### EXERCISE
Copy the full listing, changing nothing.

────────

PR #776, opened 2021-06-04
[test] Add Custom KeyEvent demo

MathiasPaulin:
All is in the title. Use `<F1>`  or `<F2>` keys to toggle colors.

### DIFF
--- a/src/Gui/Utils/KeyMappingManager.hpp
+++ b/src/Gui/Utils/KeyMappingManager.hpp
@@ -57,7 +57,7 @@ class RA_GUI_API KeyMappingManager : public Ra::Core::Utils::ObservableVoid
     /// \brief Add a given action within a possibly non existing context (also created in this case)
     /// to the mapping system.
     /// This allow to define default behavior when some KeyMappingManageable object is not
-    /// parameterized in the application config file. The action is added to the current config file
+    /// parameterized in the application config file. The action can be added to the current config file
     /// so that it will remain for subsequent usage.
     /// \param context the context of the action
     /// \param keyString  represents the key that needs to be pressed to trigger the event
--- a/src/Gui/Utils/KeyMappingManager.hpp
+++ b/src/Gui/Utils/KeyMappingManager.hpp
@@ -59,7 +59,7 @@ class RA_GUI_API KeyMappingManager : public Ra::Core::Utils::ObservableVoid
     /// This allow to define default behavior when some KeyMappingManageable object is not
     /// parameterized in the application config file. The action can be added to the current config
     /// file so that it will remain for subsequent usage. \param context the context of the action
-    /// \param keyString  represents the key that needs to be pressed to trigger the event
+    /// \param keyString represents the key that needs to be pressed to trigger the event
     /// (ie Key_Z, for example), "" or "-1" corresponds to no key needed.
     /// \param modifiersString represents the modifier used along with key or mouse button `
     /// (needs to be a Qt::Modifier enum value) to trigger the action. Multiples modifiers can be
--- a/src/Gui/Utils/KeyMappingManager.hpp
+++ b/src/Gui/Utils/KeyMappingManager.hpp
@@ -70,37 +70,13 @@ class RA_GUI_API KeyMappingManager : public Ra::Core::Utils::ObservableVoid
     /// \param actionString represents the KeyMappingAction enum's value you want to
     /// trigger.
     /// \param saveToConfigFile set it to true (the default) to save the action on the config file.
-
-    void addAction( const std::string& context,
-                    const std::string& keyString,
-                    const std::string& modifiersString,
-                    const std::string& buttonsString,
-                    const std::string& wheelString,
-                    const std::string& actionString,
-                    bool saveToConfigFile = true );
-
-    /// Add a given action to an existing context in the mapping system.
-    /// This allow to define custom actions without the need of a KeyMappingManageable object.
-    /// This method do not add the action in the config file
-    /// @param context the context of the action.
-    /// @param actionName represents the KeyMappingAction enum's value you want to
-    /// trigger.
-    /// @param keyString  represents the key that needs to be pressed to trigger the event
-    /// (ie Key_Z, for example), "" or "-1" corresponds to no key needed.
-    /// @param modifiersString represents the modifier used along with key or mouse button `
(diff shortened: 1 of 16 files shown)


src/Gui/Utils/KeyMappingManager.hpp
```diff
@@ -58,23 +58,55 @@ class RA_GUI_API KeyMappingManager : public Ra::Core::Utils::ObservableVoid
...
+    /// @param keyString  represents the key that needs to be pressed to trigger the event
+    /// (ie Key_Z, for example), "" or "-1" corresponds to no key needed.
+    /// @param modifiersString represents the modifier used along with key or mouse button `
+    /// (needs to be a Qt::Modifier enum value) to trigger the action. Multiples modifiers can be
+    /// specified, separated by commas as in "ControlModifier,ShiftModifier".
+    /// @param buttonsString represents the button to trigger the event (e.g. LeftButton).
+    /// @param wheelString if true, it's a wheel event !
+    /// @return an invalid action if context is not valid, or if actionName has  not been created.
+    // (i,e action.isInvalid())
+    KeyMappingAction addAction( const Context& context,
```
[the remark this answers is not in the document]
MathiasPaulin: The new functions allow to be more concise when creating a new (non existing) custom context with some actions and follow the principle : 
 1. Create the context and check for validity (valid if no context with the same name exists)
 2. if the context is valid, Add actions to the existing context given its id

The existing ones need to be more verbose as they create both the context and the action in the same time without returning their id and requires to do the following : 
 1. Check for existance of the context name
 2. If the context do not exist, create actions given the context name and action name (this will create the context while creating the first action)
 3. Get the context id
 4. For each action, get the action id.

In the demo, creating a context with 2 actions using the added API takes 4 lines while it takes 8 with the existing API. 
In this PR, I also add the addContext method which allows to do the concise version above. I keep the old version to be backward compatible with existing code. 
The verbose version, however, is relevant when reading configs from a xml file while the concise one are relevant when adding custom context and actions and even allows to do that dynamically.

I agree that the doc should be updated but we can also discuss on refactoring the KeyMappingManager API to allow more user friendly usage of the functionalities.

src/Gui/Viewer/CameraManipulator.hpp
```diff
@@ -69,7 +69,8 @@ class RA_GUI_API CameraManipulator : public QObject
     virtual bool handleKeyPressEvent( QKeyEvent* event,
                                       const KeyMappingManager::KeyMappingAction& action ) = 0;
```
dlyr, line 70: could we provide a default implementation "return false" so that it's not necessary to make derived class handle this ?
(it can be considered out of scope of this PR, but it would reduce code duplication).

dlyr (commented):
I have several small concerns about the code duplication, I'll do some proposal as a review (with the day)

src/Gui/Viewer/CameraManipulator.hpp
MathiasPaulin: sure, for both `handleKeyPressEvent` and `handleKeyReleaseEvent`.

MathiasPaulin:
> I have several small concerns about the code duplication, I'll do some proposal as a review (with the day)

I agree about the code duplication in this PR. BTW, integrate directly your proposal in a commit rather that in review comments.

src/Gui/Utils/KeyMappingManager.hpp
```diff
@@ -54,27 +54,36 @@ class RA_GUI_API KeyMappingManager : public Ra::Core::Utils::ObservableVoid
                                                    int key,
                                                    bool wheel = false );
 
-    /// Add a given action to the mapping system.
+    /// \brief Add a given action within a possibly non existing context (also created in this case)
+    /// to the mapping system.
     /// This allow to define default behavior when some KeyMappingManageable object is not
     /// parameterized in the application config file. The action is added to the current config file
```
nmellado, line 60:
```suggestion
    /// parameterized in the application config file. The action can be added to the current config file
```

src/Gui/Utils/KeyMappingManager.hpp
```diff
@@ -54,27 +54,36 @@ class RA_GUI_API KeyMappingManager : public Ra::Core::Utils::ObservableVoid
...
     /// so that it will remain for subsequent usage.
-    /// @todo write the configuration in the configFile to be later reused or modified ?
-    /// @param context the context of the action
-    /// @param keyString  represents the key that needs to be pressed to trigger the event
+    /// \param context the context of the action
+    /// \param keyString  represents the key that needs to be pressed to trigger the event
```
nmellado, line 63:
```suggestion
    /// \param keyString represents the key that needs to be pressed to trigger the event
```

src/Gui/Utils/KeyMappingManager.hpp
```diff
@@ -54,27 +54,36 @@ class RA_GUI_API KeyMappingManager : public Ra::Core::Utils::ObservableVoid
...
+    /// \param wheelString if true, it's a wheel event !
+    /// \param actionString represents the KeyMappingAction enum's value you want to
     /// trigger.
-    void addAction( const std::string& context,
-                    const std::string& keyString,
-                    const std::string& modifiersString,
-                    const std::string& buttonsString,
-                    const std::string& wheelString,
-                    const std::string& actionString );
+    /// \param saveToConfigFile set it to true (the default) to save the action on the config file.
```
nmellado, line 72:
```suggestion
    /// \param saveToConfigFile request to save the action on the config file (true by default).
```

src/Gui/Viewer/CameraManipulator.cpp
```diff
@@ -71,6 +71,42 @@ void CameraManipulator::attachLight( Engine::Scene::Light* light ) {
 KeyMappingManager::Context Gui::CameraManipulator::mappingContext() {
     return Gui::KeyMappingManager::Context();
 }
+/// @return true if the event has been taken into account, false otherwise
```
nmellado, line 74: Why do we repeat doxygen comments is the cpp file ? (same for other functions)

nmellado (commented):
Looks nice !

src/Gui/Viewer/CameraManipulator.cpp
dlyr: because of quick copy paste.

dlyr (approved):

────────

### EXERCISE SOLUTION
PR #776, opened 2021-06-04
[test] Add Custom KeyEvent demo

MathiasPaulin:
All is in the title. Use `<F1>`  or `<F2>` keys to toggle colors.

### DIFF
--- a/src/Gui/Utils/KeyMappingManager.hpp
+++ b/src/Gui/Utils/KeyMappingManager.hpp
@@ -57,7 +57,7 @@ class RA_GUI_API KeyMappingManager : public Ra::Core::Utils::ObservableVoid
     /// \brief Add a given action within a possibly non existing context (also created in this case)
     /// to the mapping system.
     /// This allow to define default behavior when some KeyMappingManageable object is not
-    /// parameterized in the application config file. The action is added to the current config file
+    /// parameterized in the application config file. The action can be added to the current config file
     /// so that it will remain for subsequent usage.
     /// \param context the context of the action
     /// \param keyString  represents the key that needs to be pressed to trigger the event
--- a/src/Gui/Utils/KeyMappingManager.hpp
+++ b/src/Gui/Utils/KeyMappingManager.hpp
@@ -59,7 +59,7 @@ class RA_GUI_API KeyMappingManager : public Ra::Core::Utils::ObservableVoid
     /// This allow to define default behavior when some KeyMappingManageable object is not
     /// parameterized in the application config file. The action can be added to the current config
     /// file so that it will remain for subsequent usage. \param context the context of the action
-    /// \param keyString  represents the key that needs to be pressed to trigger the event
+    /// \param keyString represents the key that needs to be pressed to trigger the event
     /// (ie Key_Z, for example), "" or "-1" corresponds to no key needed.
     /// \param modifiersString represents the modifier used along with key or mouse button `
     /// (needs to be a Qt::Modifier enum value) to trigger the action. Multiples modifiers can be
--- a/src/Gui/Utils/KeyMappingManager.hpp
+++ b/src/Gui/Utils/KeyMappingManager.hpp
@@ -70,37 +70,13 @@ class RA_GUI_API KeyMappingManager : public Ra::Core::Utils::ObservableVoid
     /// \param actionString represents the KeyMappingAction enum's value you want to
     /// trigger.
     /// \param saveToConfigFile set it to true (the default) to save the action on the config file.
-
-    void addAction( const std::string& context,
-                    const std::string& keyString,
-                    const std::string& modifiersString,
-                    const std::string& buttonsString,
-                    const std::string& wheelString,
-                    const std::string& actionString,
-                    bool saveToConfigFile = true );
-
-    /// Add a given action to an existing context in the mapping system.
-    /// This allow to define custom actions without the need of a KeyMappingManageable object.
-    /// This method do not add the action in the config file
-    /// @param context the context of the action.
-    /// @param actionName represents the KeyMappingAction enum's value you want to
-    /// trigger.
-    /// @param keyString  represents the key that needs to be pressed to trigger the event
-    /// (ie Key_Z, for example), "" or "-1" corresponds to no key needed.
-    /// @param modifiersString represents the modifier used along with key or mouse button `
(diff shortened: 1 of 16 files shown)


src/Gui/Utils/KeyMappingManager.hpp
```diff
@@ -58,23 +58,55 @@ class RA_GUI_API KeyMappingManager : public Ra::Core::Utils::ObservableVoid
...
+    /// @param keyString  represents the key that needs to be pressed to trigger the event
+    /// (ie Key_Z, for example), "" or "-1" corresponds to no key needed.
+    /// @param modifiersString represents the modifier used along with key or mouse button `
+    /// (needs to be a Qt::Modifier enum value) to trigger the action. Multiples modifiers can be
+    /// specified, separated by commas as in "ControlModifier,ShiftModifier".
+    /// @param buttonsString represents the button to trigger the event (e.g. LeftButton).
+    /// @param wheelString if true, it's a wheel event !
+    /// @return an invalid action if context is not valid, or if actionName has  not been created.
+    // (i,e action.isInvalid())
+    KeyMappingAction addAction( const Context& context,
```
[the remark this answers is not in the document]
MathiasPaulin: The new functions allow to be more concise when creating a new (non existing) custom context with some actions and follow the principle : 
 1. Create the context and check for validity (valid if no context with the same name exists)
 2. if the context is valid, Add actions to the existing context given its id

The existing ones need to be more verbose as they create both the context and the action in the same time without returning their id and requires to do the following : 
 1. Check for existance of the context name
 2. If the context do not exist, create actions given the context name and action name (this will create the context while creating the first action)
 3. Get the context id
 4. For each action, get the action id.

In the demo, creating a context with 2 actions using the added API takes 4 lines while it takes 8 with the existing API. 
In this PR, I also add the addContext method which allows to do the concise version above. I keep the old version to be backward compatible with existing code. 
The verbose version, however, is relevant when reading configs from a xml file while the concise one are relevant when adding custom context and actions and even allows to do that dynamically.

I agree that the doc should be updated but we can also discuss on refactoring the KeyMappingManager API to allow more user friendly usage of the functionalities.

src/Gui/Viewer/CameraManipulator.hpp
```diff
@@ -69,7 +69,8 @@ class RA_GUI_API CameraManipulator : public QObject
     virtual bool handleKeyPressEvent( QKeyEvent* event,
                                       const KeyMappingManager::KeyMappingAction& action ) = 0;
```
dlyr, line 70: could we provide a default implementation "return false" so that it's not necessary to make derived class handle this ?
(it can be considered out of scope of this PR, but it would reduce code duplication).

dlyr (commented):
I have several small concerns about the code duplication, I'll do some proposal as a review (with the day)

src/Gui/Viewer/CameraManipulator.hpp
MathiasPaulin: sure, for both `handleKeyPressEvent` and `handleKeyReleaseEvent`.

MathiasPaulin:
> I have several small concerns about the code duplication, I'll do some proposal as a review (with the day)

I agree about the code duplication in this PR. BTW, integrate directly your proposal in a commit rather that in review comments.

src/Gui/Utils/KeyMappingManager.hpp
```diff
@@ -54,27 +54,36 @@ class RA_GUI_API KeyMappingManager : public Ra::Core::Utils::ObservableVoid
                                                    int key,
                                                    bool wheel = false );
 
-    /// Add a given action to the mapping system.
+    /// \brief Add a given action within a possibly non existing context (also created in this case)
+    /// to the mapping system.
     /// This allow to define default behavior when some KeyMappingManageable object is not
     /// parameterized in the application config file. The action is added to the current config file
```
nmellado, line 60:
```suggestion
    /// parameterized in the application config file. The action can be added to the current config file
```

src/Gui/Utils/KeyMappingManager.hpp
```diff
@@ -54,27 +54,36 @@ class RA_GUI_API KeyMappingManager : public Ra::Core::Utils::ObservableVoid
...
     /// so that it will remain for subsequent usage.
-    /// @todo write the configuration in the configFile to be later reused or modified ?
-    /// @param context the context of the action
-    /// @param keyString  represents the key that needs to be pressed to trigger the event
+    /// \param context the context of the action
+    /// \param keyString  represents the key that needs to be pressed to trigger the event
```
nmellado, line 63:
```suggestion
    /// \param keyString represents the key that needs to be pressed to trigger the event
```

src/Gui/Utils/KeyMappingManager.hpp
```diff
@@ -54,27 +54,36 @@ class RA_GUI_API KeyMappingManager : public Ra::Core::Utils::ObservableVoid
...
+    /// \param wheelString if true, it's a wheel event !
+    /// \param actionString represents the KeyMappingAction enum's value you want to
     /// trigger.
-    void addAction( const std::string& context,
-                    const std::string& keyString,
-                    const std::string& modifiersString,
-                    const std::string& buttonsString,
-                    const std::string& wheelString,
-                    const std::string& actionString );
+    /// \param saveToConfigFile set it to true (the default) to save the action on the config file.
```
nmellado, line 72:
```suggestion
    /// \param saveToConfigFile request to save the action on the config file (true by default).
```

src/Gui/Viewer/CameraManipulator.cpp
```diff
@@ -71,6 +71,42 @@ void CameraManipulator::attachLight( Engine::Scene::Light* light ) {
 KeyMappingManager::Context Gui::CameraManipulator::mappingContext() {
     return Gui::KeyMappingManager::Context();
 }
+/// @return true if the event has been taken into account, false otherwise
```
nmellado, line 74: Why do we repeat doxygen comments is the cpp file ? (same for other functions)

nmellado (commented):
Looks nice !

src/Gui/Viewer/CameraManipulator.cpp
dlyr: because of quick copy paste.

dlyr (approved):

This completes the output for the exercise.